## MATERIAL SHOWN

PR #318, opened 2016-06-27
added test for AdapterCompilerPass

ahmetakbn:
### Subject

Improving tests for `SonataCoreBundle`

### DIFF
--- a/Tests/DependencyInjection/Compiler/AdapterCompilerPassTest.php
+++ b/Tests/DependencyInjection/Compiler/AdapterCompilerPassTest.php
@@ -1,0 +1,66 @@
+<?php
+
+/*
+ * This file is part of the Sonata Project package.
+ *
+ * (c) Thomas Rabaix <thomas.rabaix@sonata-project.org>
+ *
+ * For the full copyright and license information, please view the LICENSE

## DIRECTIONS
Word for word, repeat every line of the data.

## WRITTEN ANSWER
PR #318, opened 2016-06-27
added test for AdapterCompilerPass

ahmetakbn:
### Subject

Improving tests for `SonataCoreBundle`

### DIFF
--- a/Tests/DependencyInjection/Compiler/AdapterCompilerPassTest.php
+++ b/Tests/DependencyInjection/Compiler/AdapterCompilerPassTest.php
@@ -1,0 +1,66 @@
+<?php
+
+/*
+ * This file is part of the Sonata Project package.
+ *
+ * (c) Thomas Rabaix <thomas.rabaix@sonata-project.org>
+ *
+ * For the full copyright and license information, please view the LICENSE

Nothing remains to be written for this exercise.